Collection entries

########################################

PR #5165, opened 2020-12-18
Document how to access the native sqs message

lailabougria:
Native SQS message can be accessed by injecting a behavior

### DIFF
--- a/transports/sqs/native-integration.md
+++ b/transports/sqs/native-integration.md
@@ -1,0 +1,15 @@
+---
+title: Native integration
+summary: Considerations when integrating NServiceBus endpoints with native Amazon SQS publishers and consumers.
+reviewed: 2020-12-18
+component: sqs
+versions: '[5.3,]'
+---
+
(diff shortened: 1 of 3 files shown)


danielmarbach (approved):

transports/sqs/native-integration.md
```diff
@@ -0,0 +1,15 @@
...
+title: Native integration
+summary: Considerations when integrating NServiceBus endpoints with native Amazon SQS publishers and consumers.
+reviewed: 2020-12-18
+component: sqs
+versions: '[5.3,]'
+---
+
+This document describes how to consume messages from and send messages to non-NServiceBus endpoints via Amazon SQS in integration scenarios.
+
+### Access to the native Amazon SQS message details
```
danielmarbach, line 11: I was thinking that in theory the native message is also available in the handler and whether it would make sense to show that as well. Then I realized this is an advanced scenario and therefore a behavior as an example is better suited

########################################

[Problem statement]
Repeat all the data, every line exactly.

[Response to the task]
PR #5165, opened 2020-12-18
Document how to access the native sqs message

lailabougria:
Native SQS message can be accessed by injecting a behavior

### DIFF
--- a/transports/sqs/native-integration.md
+++ b/transports/sqs/native-integration.md
@@ -1,0 +1,15 @@
+---
+title: Native integration
+summary: Considerations when integrating NServiceBus endpoints with native Amazon SQS publishers and consumers.
+reviewed: 2020-12-18
+component: sqs
+versions: '[5.3,]'
+---
+
(diff shortened: 1 of 3 files shown)


danielmarbach (approved):

transports/sqs/native-integration.md
```diff
@@ -0,0 +1,15 @@
...
+title: Native integration
+summary: Considerations when integrating NServiceBus endpoints with native Amazon SQS publishers and consumers.
+reviewed: 2020-12-18
+component: sqs
+versions: '[5.3,]'
+---
+
+This document describes how to consume messages from and send messages to non-NServiceBus endpoints via Amazon SQS in integration scenarios.
+
+### Access to the native Amazon SQS message details
```
danielmarbach, line 11: I was thinking that in theory the native message is also available in the handler and whether it would make sense to show that as well. Then I realized this is an advanced scenario and therefore a behavior as an example is better suited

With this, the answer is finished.